→ **ABOUT THIS EXERCISE**: Scan the entries that follow and give only the number of lines containing "newError".
· · · · · · ·
PR #1110, opened 2021-07-07
PORTALS-1956

jay-hodgson:


src/lib/containers/download_list/DownloadConfirmation.tsx
```diff
@@ -153,13 +153,21 @@ export const DownloadConfirmation: React.FunctionComponent<DownloadConfirmationP
     fileCount: 0,
     fileSize: 0
   })
-  const [queryOrFolder] = useState<QueryOrFolder>({
-    queryBundleRequest: getLastQueryRequest!(),
+  const lastQueryRequest = getLastQueryRequest!()
```
nickgros, line 156: is `getLastQueryRequest` memoized? If not, `lastQueryRequest` may change on each render and would kill performance with your effect below

nickgros (approved):

src/lib/containers/download_list/DownloadConfirmation.tsx
jay-hodgson: Verified new code in useDeepCompareEffect() is called only when I'd expect it (which is very rare).

PR #1123, opened 2021-07-13
PORTALS-1964: if event metadata is rootClose, then close the popup menu

jay-hodgson:


src/lib/containers/table/table-top/ColumnSelection.tsx
```diff
@@ -30,34 +33,24 @@ export const ColumnSelection: React.FunctionComponent<ColumnSelectionProps> = (
...
-    facetAliases,
-    show: showFromProps,
-    onChange,
+    facetAliases
   } = props
 
-  let [show, setShow] = useState(false)
-
-  let [usedShow, usedSetShow] =
-    showFromProps !== undefined ? [showFromProps, onChange!] : [show, setShow]
```
jay-hodgson, line 41: I think this was previously used by other components.  Now it's a subcomponent of TopLevelControls, which is a subcomponent of QueryWrapperPlotNav.  From what I see in the codebase, the show from props (showFromProps) is no longer set.

src/lib/containers/table/table-top/ColumnSelection.tsx
```diff
@@ -30,34 +33,24 @@ export const ColumnSelection: React.FunctionComponent<ColumnSelectionProps> = (
...
-
-  const onDropdownClick = (_show: boolean, _event: any, metadata: any) => {
-    // Any click event for the Dropdown will close the dropdown (assuming its open), so we have
-    // to handle the onToggle event and manually manage the dropdown open state. If metadata
-    // is defined the event occuring is inside the dropdown which we then want to keep open, otherwise
-    // we close it.
-    if (metadata.source) {
-      usedSetShow(true)
+  const [show, setShow] = useState(false)
+  const onDropdownClick = (_show: boolean, _event: React.SyntheticEvent<Dropdown, Event>, metadata: MetadataEvent) => {
```
jay-hodgson, line 40: Improved types, and recognize "rootClose" source value to close the popup menu.

nickgros (approved):
Looks good. The MetadataEvent type really helps clarify how this is supposed to work.

PR #1130, opened 2021-07-20
PORTALS-1962: Remove alpha mode for managed ACT access requirement form

emmanmills:


jay-hodgson (approved):

jay-hodgson:
Please do not merge this until after the next synapse.org release (we might want to patch staging this week)

PR #1131, opened 2021-07-21
PORTALS-1970

nickgros:
Fixing custom styling for checkboxes and radio groups.

Using our custom components:
image

Synapse Form:

image

image

QueryWrapperPlotNav:

image

### DIFF
--- a/src/lib/containers/widgets/Checkbox.tsx
+++ b/src/lib/containers/widgets/Checkbox.tsx
@@ -9,14 +9,18 @@ export type CheckboxProps = {
   isSelectAll?: boolean
   children?: React.ReactChild
   onClick?: (event: React.SyntheticEvent<HTMLDivElement>) => void
+  disabled?: boolean
 }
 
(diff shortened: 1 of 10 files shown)


src/lib/containers/widgets/Checkbox.tsx
```diff
@@ -9,14 +9,18 @@ export type CheckboxProps = {
...
   props: CheckboxProps,
 ) => {
-  const { checked: propsChecked = false, isSelectAll = false } = props
+  const {
+    checked: propsChecked = false,
+    isSelectAll = false,
+    disabled = false,
+  } = props
   const [checked, setChecked] = useState<boolean>(propsChecked)
-  const [focused, setFocused] = useState<boolean>(false)
```
nickgros, line 19: Removed 'focus' state from both checkboxes and radios. We now just look at the `:focus` state of the input element instead of relying on a class set by React.

jay-hodgson:
Looks great, thanks Nick

PR #1133, opened 2021-07-22
SWC-5664: separate parent container param from query request

jay-hodgson:
These are the two use cases, now integration tested in SWC

### DIFF
--- a/src/lib/containers/download_list/DownloadConfirmation.tsx
+++ b/src/lib/containers/download_list/DownloadConfirmation.tsx
@@ -22,6 +22,7 @@ import { useSynapseContext } from '../../utils/SynapseContext'
 import { AddToDownloadListRequest } from '../../utils/synapseTypes/DownloadListV2/AddToDownloadListRequest'
 import { useGetEntityChildren } from '../../utils/hooks/SynapseAPI/useGetEntityChildren'
 import useGetQueryResultBundle from '../../utils/hooks/SynapseAPI/useGetQueryResultBundle'
+import { useGetDownloadListStatistics } from '../../utils/hooks/SynapseAPI/useGetDownloadListStatistics'
 
 enum StatusEnum {
   LOADING_INFO,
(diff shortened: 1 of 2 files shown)


jay-hodgson:
This is for a feature that is behind the alpha flag on the portals and synapse.org

src/lib/containers/download_list/DownloadConfirmation.tsx
```diff
@@ -22,6 +22,7 @@ import { useSynapseContext } from '../../utils/SynapseContext'
 import { AddToDownloadListRequest } from '../../utils/synapseTypes/DownloadListV2/AddToDownloadListRequest'
 import { useGetEntityChildren } from '../../utils/hooks/SynapseAPI/useGetEntityChildren'
 import useGetQueryResultBundle from '../../utils/hooks/SynapseAPI/useGetQueryResultBundle'
+import { useGetDownloadListStatistics } from '../../utils/hooks/SynapseAPI/useGetDownloadListStatistics'
```
jay-hodgson, line 25: Refetch the statistics after adding items to the cart (this will update other UI on the site, like the download notification count in the header)

src/lib/containers/download_list/DownloadConfirmation.tsx
```diff
@@ -200,14 +188,14 @@ export const DownloadConfirmation: React.FunctionComponent<DownloadConfirmationP
     if (isSuccess && entityChildrenData) {
       updateStats(entityChildrenData.totalChildCount, entityChildrenData.sumFileSizesBytes)
     }
-  }, [updateStats, queryOrFolder, isSuccess, entityChildrenData])
+  }, [updateStats, folderId, isSuccess, entityChildrenData])
```
jay-hodgson, line 191: This effect is specific to the folder (to get statistics about the children of the container)

src/lib/containers/download_list/DownloadConfirmation.tsx
```diff
@@ -219,7 +207,7 @@ export const DownloadConfirmation: React.FunctionComponent<DownloadConfirmationP
     if (queryResultBundle) {
       updateStats(queryResultBundle.queryCount, queryResultBundle.sumFileSizes?.sumFileSizesBytes)
     }
-  }, [updateStats, queryOrFolder, queryResultBundle])
+  }, [updateStats, lastQueryRequest, queryResultBundle])
```
jay-hodgson, line 210: And this effect is specific to the query request (get the stats on the rowset that this query would return)

emmanmills (approved):
Looks good!

PR #1135, opened 2021-07-23
SWC-5675: load profile pictures on-the-fly

jay-hodgson:
preview pictures only, as needed


jay-hodgson:
Verified that integration with Synapse.org still works (we hand over the same type of picture URL, one that redirects to the presigned URL).  And it now loads the preview image as needed (on popover for example) from a stable URL that relies on a redirect to the actual presigned URL.
Screen Shot 2021-07-22 at 8 23 37 PM

emmanmills (approved):
Looks good!

PR #1141, opened 2021-07-26
SWC-5678

nickgros:
[Jira](https://sagebionetworks.jira.com/browse/SWC-5678)

Improving the error message when the annotation key collides with an entity property.

image


src/lib/utils/synapseTypes/Entity.ts
```diff
@@ -54,9 +55,9 @@ export interface EntityJson extends Record<string, unknown> {
 }
 
 /**
- * A string array of the keys in the EntityJson object above.
+ * A string array of all possible keys used by Synapse in Entity objects (objects that inherit this interface: https://docs.synapse.org/rest/org/sagebionetworks/repo/model/Entity.html).
  * This object is used to determine which fields are standard and which are annotations,
- * so it's important that this array contains all of the keys in the object above.
+ * so it's important that this array contains all keys in the objects that implement the linked interface above.
  */
 export const entityJsonKeys = [
```
nickgros, line 62: We use these to warn/disallow creating annotations that will be overwritten by entity properties. Should we fetch these at runtime using [GET /REST/resources/effectiveSchema](https://docs.synapse.org/rest/GET/REST/resources/effectiveSchema.html)?

Seems like another justification for [PLFM-6760](https://sagebionetworks.jira.com/browse/PLFM-6760) 🙂

jay-hodgson (approved):

PR #1546, opened 2022-06-01
SWC-6150

nickgros:
Fixes renderer for USERID facet filter when an ID belongs to a team

### DIFF
--- a/src/lib/containers/download_list/DownloadListTable.tsx
+++ b/src/lib/containers/download_list/DownloadListTable.tsx
@@ -26,7 +26,7 @@ import {
   FileHandleAssociation,
   PaginatedResults,
   Reference,
-  UserProfile,
+  UserGroupHeader,
 } from '../../utils/synapseTypes'
 import HasAccess, {
   getDownloadTypeForFileHandle,
@@ -118,7 +118,7 @@ export default function DownloadListTable(props: DownloadListTableProps) {
     ownerIds.push(...ownerIdsFromHeaders)
   }
   // use bang operator because filter function guarentee's that file handle will be defined
-  const userProfiles = useGetInfoFromIds<UserProfile>({
+  const userProfiles = useGetInfoFromIds<UserGroupHeader>({
     ids: ownerIds,
     type: 'USER_PROFILE',
   })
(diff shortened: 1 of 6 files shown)


src/lib/utils/hooks/useGetInfoFromIds.ts
```diff
@@ -53,27 +57,27 @@ const getEntityHeaderItems = async (
...
 }
 
 // React hook to get user profiles or entities
 //******************************************************************************************* */
-export default function useGetInfoFromIds<T extends EntityHeader | UserProfile>(
-  props: UseGetInfoFromIdsProps,
-) {
+export default function useGetInfoFromIds<
+  T extends EntityHeader | UserGroupHeader,
+>(props: UseGetInfoFromIdsProps): T[] {
```
nickgros, line 80: Hook that stores/caches EntityHeaders or UserProfiles. Change to use UserGroupHeaders instead of UserProfiles, so it works for teams (and can be batched instead of making _n_ requests!)

src/lib/containers/download_list/DownloadListTable.tsx
```diff
@@ -26,7 +26,7 @@ import {
   FileHandleAssociation,
```
nickgros, line 26: I think this is the deprecated (unused today?) download list component

src/lib/containers/widgets/query-filter/EnumFacetFilter.tsx
```diff
@@ -8,7 +8,7 @@ import useDeepCompareEffect from 'use-deep-compare-effect'
 import { ElementWithTooltip } from '../../../containers/widgets/ElementWithTooltip'
```
nickgros, line 8: This is the component where the bug surfaced, but no actual changes at this level (just variable rename + type updates)

src/lib/utils/SynapseClient.ts
```diff
@@ -891,7 +891,7 @@ export const getUserGroupHeaders = (
  */
 export const getGroupHeadersBatch = (
   ids: string[],
-  accessToken: string | undefined,
+  accessToken?: string,
```
nickgros, line 894: Make accessToken optional

src/lib/utils/hooks/useGetInfoFromIds.ts
```diff
@@ -53,27 +57,27 @@ const getEntityHeaderItems = async (
   return [...newData.results, ...notFoundPlaceholders]
 }
 
-const getUserProfileItems = async (
+const getUserGroupHeaderItems = async (
   lookupList: string[],
-): Promise<UserProfile[]> => {
-  const newData = await getUserProfileWithProfilePicAttached(lookupList)
+): Promise<UserGroupHeader[]> => {
+  const newData = (await getGroupHeadersBatch(lookupList)).children
```
nickgros, line 63: Get headers instead of profiles

PR #1550, opened 2022-06-02
SWC-6148

nickgros:
Table for Access Requirements

image


src/lib/style/components/_all.scss
```diff
@@ -19,5 +19,5 @@
   './user-profile-links', './blocking-loader', './transition', './popover',
   './featured-tool-card', './row_renderers/observation-card',
   './subsection-row-renderer', './dataset-editor', './fluid-modal',
-  './markdown-collapse', './discussion-search', './submission-page', './access-approvals';
-
+  './markdown-collapse', './discussion-search', './submission-page',
+  './governance-dashboard';
```
nickgros, line 23: ./governance-dashboard can hold the shared styles for all three tables

src/lib/containers/AccessApprovalsTable.tsx
```diff
@@ -59,69 +59,65 @@ export const AccessApprovalsTable: React.FunctionComponent<
         Status in Access Requirements
       </Typography>
       <Table striped borderless bordered={false}>
-        <thead className="access-approval-header">
```
nickgros, line 62: Just dropped unnecessary class names and reorganized structure to match AccessRequirementTable (and match the now-shared CSS)

src/lib/testutils/TestingLibraryUtils.tsx
```diff
@@ -28,14 +28,25 @@ export const createWrapper = (props?: SynapseContextType) => {
...
   }
 }
+
+/**
+ * Creates a test wrapper for components being tested with @testing-library/react. This wrapper
+ * includes context and an isolated query cache.
+ */
+export const createWrapper = (props?: SynapseContextType) => {
+  return createWrapperAndQueryClient(props).wrapperFn
+}
```
nickgros, line 52: Behavior unchanged. The new method allows retrieving the QueryClient so it can be accessed and modified in a test

src/lib/containers/dataaccess/AccessRequirementTable.tsx
```diff
@@ -0,0 +1,174 @@
...
+    } else {
+      setSort({ field, direction: 'DESC' })
+    }
+  }
+
+  return (
+    <div className="bootstrap-4-backport">
+      <div className="SRC-split">
+        <Typography variant="headline3" style={{ marginBottom: 0 }}>
+          Access Requirements
```
yjyoo773, line 72: Should this have the number of ARs on table?

nickgros: This was missed earlier so we don't have a backend service to determine this number. I brought it up with Adam, we'll backfill this feature if we determine it's necessary.

yjyoo773 (approved):

PR #1551, opened 2022-06-02
SWX-6136: fix Powered By Synapse section breakpoint that causes a row with 4 items

jay-hodgson:
…  (instead of maintaining a 3x3 grid on large screens)

### DIFF
--- a/src/lib/style/components/_synapse-homepage.scss
+++ b/src/lib/style/components/_synapse-homepage.scss
@@ -306,6 +306,7 @@
     display: inline-flex;
     flex-wrap: wrap;
     align-content: center;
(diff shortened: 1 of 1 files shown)


jay-hodgson:
Without max-width in the style:
Screen Shot 2022-06-02 at 12 01 01 PM
With max-width in the style:
Screen Shot 2022-06-02 at 12 00 39 PM

nickgros (approved):
This could be brittle if the widths of the inner items change. I don't think grid or flex have any features that would let us get exactly what we want. Media queries would be more lines of code and likely just as brittle, so I think this is the best solution.

PR #1553, opened 2022-06-03
SWC-6147: change Dataset icon to match design

jay-hodgson:


jay-hodgson:
Quick test in the demo app (updating one of the components to use DATASET instead of EXPERIMENTAL_TOOLS)
Screen Shot 2022-06-03 at 11 18 35 AM

src/lib/containers/row_renderers/utils/Icon.tsx
```diff
@@ -42,6 +42,7 @@ import {
 } from '../../../utils/SynapseConstants'
 
 import { ReactComponent as Data2Svg } from '../../../assets/icons/Data2.svg'
+import { ReactComponent as DatasetSvg } from '../../../assets/icons/Dataset.svg'
```
nickgros, line 45: I think this exists in MUI -- see '@material-ui/icons/GridOnTwoTone'. Can we use those in this Icon component?

src/lib/containers/row_renderers/utils/Icon.tsx
```diff
@@ -138,26 +142,24 @@ const Icon: React.FunctionComponent<IconProps> = ({
...
 }) => {
+  const IconSvg = iconSvgMapping[value] || iconSvgMapping[type]
+  if (IconSvg) return IconSvg
+
   const iconSet = { ...defaultIcons, ...iconOptions }
   // see if the value has a corresponding icon, e.g. 'Active' in a studies table
   // or if the type of card has a corresponding icon, e.g. 'Publication'
-  const Icon = iconSet[value] || iconSet[type]
-  // TODO: get rid of dataset icon class, none of the icons should be special cased
-  const datasetCustomStyle =
```
jay-hodgson, line 146: Removed custom styling for Dataset

src/lib/containers/row_renderers/utils/Icon.tsx
```diff
@@ -138,26 +142,24 @@ const Icon: React.FunctionComponent<IconProps> = ({
   iconOptions,
   cssClass,
 }) => {
+  const IconSvg = iconSvgMapping[value] || iconSvgMapping[type]
```
jay-hodgson, line 145: If this type/value is supported by our IconSvg mapping above, then return it.

jay-hodgson:
Uses MUI icon instead.
Screen Shot 2022-06-03 at 3 44 03 PM

PR #1559, opened 2022-06-06
PORTALS-2204

jay-hodgson:


jay-hodgson:
Standard view:
Screen Shot 2022-06-06 at 4 22 12 PM

Loading:
Screen Shot 2022-06-06 at 4 22 45 PM

ACT also has access to the accessorChanges, which renders as it used to (small user card, and access type change)

src/lib/containers/IDUReport.tsx
```diff
@@ -0,0 +1,76 @@
...
+    <>
+      {allRows.length > 0 && (
+        <div className="IDUReport">
+          {allRows.map((item: SubmissionInfo) => {
+            if (item) {
+              return <SubmissionInfoCard info={item} />
+            } else return false
+          })}
+          {/* To trigger loading the next page */}
+          <div ref={ref} />
```
nickgros, line 64: Is this desired/how the SWC version works vs a 'Show more' button?

src/lib/containers/IDUReportSubmissionInfo.tsx
```diff
@@ -0,0 +1,56 @@
...
+}
+
+export const SubmissionInfoCard: React.FunctionComponent<
+  SubmissionInfoCardProps
+> = ({ info }: SubmissionInfoCardProps) => {
+  return (
+    <>
+      {info && (
+        <p className="SubmissionInfoCard">
+          <strong> Project Lead: </strong> <span>{info.projectLead}</span>{' '}
```
nickgros, line 21: Would it be a big change to use the Typography styled components?

src/lib/containers/IDUReportSubmissionInfo.tsx
```diff
@@ -0,0 +1,56 @@
...
+}
+
+export const LoadingSubmissionInfoCard: React.FunctionComponent = () => {
+  return (
+    <p className="SubmissionInfoCard">
+      <SkeletonTable numCols={1} numRows={4} />
+      <Skeleton variant="rect" width={'100%'} height={80} />
+    </p>
+  )
+}
```
nickgros, line 56: These custom skeletons are really satisfying 🙂

src/lib/containers/IDUReport.tsx
```diff
@@ -0,0 +1,76 @@
...
+    isError,
+    error: newError,
+  } = useGetApprovedSubmissionInfoInfinite(accessRequirementId)
+
+  useEffect(() => {
+    if (isError && newError) {
+      handleError(newError)
+    }
+  }, [isError, newError, handleError])
+
```
nickgros, line 39: Can be simplified:
```suggestion
  } = useGetApprovedSubmissionInfoInfinite(accessRequirementId, {
      useErrorBoundary: true
  })
```

src/__tests__/lib/containers/IDUReport.test.tsx
```diff
@@ -0,0 +1,83 @@
...
+  })
+  it('loads more when inView', async () => {
+    mockAllIsIntersecting(true)
+
+    renderComponent()
+
+    const submissionInfo1 = await screen.findAllByText('Prof. Farnsworth')
+    expect(submissionInfo1).toHaveLength(1)
+    const submissionInfo2 = await screen.findAllByText('Wong')
+    expect(submissionInfo2).toHaveLength(1)
```
nickgros, line 81: First page loads before inView right?

Can this be changed to something like-
```suggestion
    renderComponent()

    const submissionInfo1 = await screen.findAllByText('Prof. Farnsworth')
    expect(submissionInfo1).toHaveLength(1)
    
    mockAllIsIntersecting(true)
    
    const submissionInfo2 = await screen.findAllByText('Wong')
    expect(submissionInfo2).toHaveLength(1)
```

src/lib/containers/IDUReport.tsx
```diff
@@ -0,0 +1,76 @@
...
+  const allRows = data?.pages.flatMap(page => page.results) ?? []
+
+  return (
+    <>
+      {allRows.length > 0 && (
+        <div className="IDUReport">
+          {allRows.map((item: SubmissionInfo) => {
+            if (item) {
+              return <SubmissionInfoCard info={item} />
```
nickgros, line 60: Any lint error about missing `key` prop?

src/lib/containers/IDUReport.tsx
```diff
@@ -0,0 +1,76 @@
...
+            } else return false
```
nickgros, line 61: Include key if necessary (see above)
```suggestion
            } else return <React.Fragment key={'...'} />
```

src/lib/containers/IDUReportSubmissionInfo.tsx
```diff
@@ -0,0 +1,56 @@
...
+            info.accessorChanges.map(accessorChange => (
+              <div key={`${accessorChange.userId}-${accessorChange.type}`}>
+                <UserCard
+                  ownerId={accessorChange.userId}
+                  size={SMALL_USER_CARD}
+                />{' '}
+                {accessorChange.type}
+              </div>
+            ))}
+          <hr />
```
nickgros, line 42: Seems like this `<hr />` should be rendered between cards, rather than shown as a part of this component.

nickgros (changes requested):

src/lib/containers/IDUReport.tsx
jay-hodgson: Initially matching SWC implementation, as changes would need to be discuss with the governance team for this widget

src/lib/containers/IDUReportSubmissionInfo.tsx
jay-hodgson: Initially matching SWC implementation.  There are old IDUs that are hard-coded in the wiki, and this matches their styling.

src/lib/containers/IDUReportSubmissionInfo.tsx
jay-hodgson: Agreed

src/lib/containers/IDUReport.tsx
jay-hodgson: Oddly, no!  Why is that?  I'll set the key based on the values in item

src/lib/containers/IDUReportSubmissionInfo.tsx
jay-hodgson: Agreed, I'll fix

src/lib/containers/IDUReport.tsx
```diff
@@ -57,8 +48,13 @@ export const IDUReport: React.FunctionComponent<IDUReportProps> = (
         <div className="IDUReport">
           {allRows.map((item: SubmissionInfo) => {
             if (item) {
-              return <SubmissionInfoCard info={item} />
-            } else return false
```
nickgros: Can we remove the conditional? Not sure why item would be false

nickgros (approved):

nickgros (approved):

PR #1561, opened 2022-06-07
Small improvements to tables

nickgros:


src/lib/containers/AccessApprovalsTable.tsx
```diff
@@ -38,7 +38,7 @@ export const AccessApprovalsTable: React.FunctionComponent<
     [accessorId, accessRequirementId, sort],
   )
 
-  const { data, hasNextPage, fetchNextPage, isFetching } =
+  const { data, hasNextPage, fetchNextPage, isLoading } =
```
nickgros, line 41: `isLoading` is true whenever we are fetching data, and we don't have any data currently loaded
`isFetching` is true whenever data is being fetched (including when stale data is currently loaded)

`isLoading` is more appropriate for our spinners in these cases

src/lib/containers/AccessApprovalsTable.tsx
```diff
@@ -136,10 +136,18 @@ export const AccessApprovalsTable: React.FunctionComponent<
...
+      {isLoading && (
+        <div className="SRC-center-text">
+          <SynapseSpinner size={40} />
+        </div>
+      )}
+      {!isLoading && accessApprovals.length === 0 && (
+        <Typography className="SRC-center-text" variant="body1">
+          No Results
+        </Typography>
+      )}
```
nickgros, line 148: Add no results state

src/lib/containers/AccessApprovalsTable.tsx
```diff
@@ -136,10 +136,18 @@ export const AccessApprovalsTable: React.FunctionComponent<
           })}
         </tbody>
       </Table>
+      {isLoading && (
+        <div className="SRC-center-text">
+          <SynapseSpinner size={40} />
+        </div>
+      )}
```
nickgros, line 143: Since `isLoading` is only true when we we have no data and are fetching more, it can be pulled out of a complex expression.

yjyoo773 (approved):

PR #1562, opened 2022-06-07
React Router v6 pre-migration

nickgros:
Followed the [React Router v6 migration guide](https://reactrouter.com/docs/en/v6/upgrading/v5) as far as I could

* Bumped to latest v5 version
* Made changes suggested by guide (mostly in deprecated Playground)
* Removed ShowDownload (unused, it used deprecated `withRouter`)
* Removed react-router (not needed since we have react-router-dom)

Only one place in SRC where v6 is incompatible: SynapseForm uses Prompt, which conditionally shows an alert before a user navigates away from a page (in this case, when the form contains unsaved data), which was not included in v6.

Corresponding change in portals here: https://github.com/Sage-Bionetworks/portals/pull/778
Ticket to finish the work: https://sagebionetworks.jira.com/browse/PORTALS-2208


esbuild.config.mjs
```diff
@@ -7,7 +7,7 @@ import GlobalsPlugin from 'esbuild-plugin-globals'
 const globals = {
   react: 'React',
   'react-dom': 'ReactDOM',
-  'react-router-dom': 'ReactRouterDom',
+  'react-router-dom': 'ReactRouterDOM',
```
nickgros, line 10: Properly match react-router-dom's named UMD export

src/demo/containers/playground/Playground.tsx
```diff
@@ -1,104 +1,81 @@
...
-  match,
-}: {
-  match?: RouteChildrenProps['match']
-  token: string
-}) => {
-  if (!match) {
-    return <div />
-  }
+const App = () => {
+  const { url } = useRouteMatch()
```
nickgros, line 21: Many of the React Router v5 -> v6 migration steps can be summarized as "use hooks instead of passing props, when possible".

src/demo/containers/App.tsx
```diff
@@ -170,13 +169,12 @@ export default class App extends React.Component<{}, AppState> {
...
-              path="/Playground"
-              component={(props: RouteChildrenProps) => (
-                <Playground {...props} token={token} />
-              )}
-            />
+            <Route exact={true} path="/">
+              <Demo />
+            </Route>
+            <Route path="/Playground">
+              <Playground />
```
jay-hodgson, line 176: If the Playground caused too much trouble, maybe we should delete it from the codebase?

jay-hodgson (approved):

PR #1569, opened 2022-06-08
SWC-6156, SWC-6157, SWC-6161, SWC-6158

jay-hodgson:


src/lib/containers/FullWidthAlert.tsx
```diff
@@ -1,10 +1,9 @@
 import React, { useEffect } from 'react'
 import { Button, Alert, AlertProps } from 'react-bootstrap'
 import {
-  InfoOutlined,
-  ErrorOutlined,
-  WarningOutlined,
-  CheckCircleOutlined,
+  InfoTwoTone,
```
jay-hodgson, line 4: Fix icons (use two tone versions, and use ErrorTwoTone for both warning and error)

src/lib/containers/FullWidthAlert.tsx
```diff
@@ -157,7 +156,7 @@ function FullWidthAlert(props: FullWidthAlertProps) {
         />
         <ButtonFromConfig
           config={primaryButtonConfig}
-          variant="secondary"
+          variant="primary"
```
jay-hodgson, line 159: Primary button should have primary style.
https://sagebionetworks.jira.com/browse/SWC-6158

src/lib/style/components/_global-alert.scss
```diff
@@ -38,6 +38,7 @@
       grid-row: 1 / span 1;
       justify-self: end;
       padding-bottom: 6px;
+      color: #878E95;
```
jay-hodgson, line 41: Close button should always be this grey.  https://sagebionetworks.jira.com/browse/SWC-6157

src/lib/containers/FullWidthAlert.tsx
nickgros: The style referred to in the design is 'sds-primary'

```suggestion
          variant="sds-primary"
```

Could be worth opening a ticket to replace all old button styles with these new ones

nickgros (changes requested):

src/lib/style/base/_core.scss
```diff
@@ -1286,6 +1286,55 @@ main,
...
+    -webkit-border-radius: $radius;
+    -moz-border-radius: $radius;
+    -ms-border-radius: $radius;
+    border-radius: $radius;
+    -o-border-radius: $radius;
+    -khtml-border-radius: $radius;
+  }
+  
+  // Set up default bootstrap alert styles across the portals
+  .bootstrap-4-backport.alert {
```
jay-hodgson, line 1299: I think design would like all portals to have matching alert styles, so let's remove css from portal side and rely on this shared definition.

jay-hodgson:
After reviewing https://www.figma.com/file/0oPm5lLSUva8kyfVNMS6FA/Sage-Style-%26-Component-Library
Screen Shot 2022-06-08 at 11 59 09 AM
Screen Shot 2022-06-08 at 11 59 28 AM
· · · · · · ·
→ **RESULT**: 4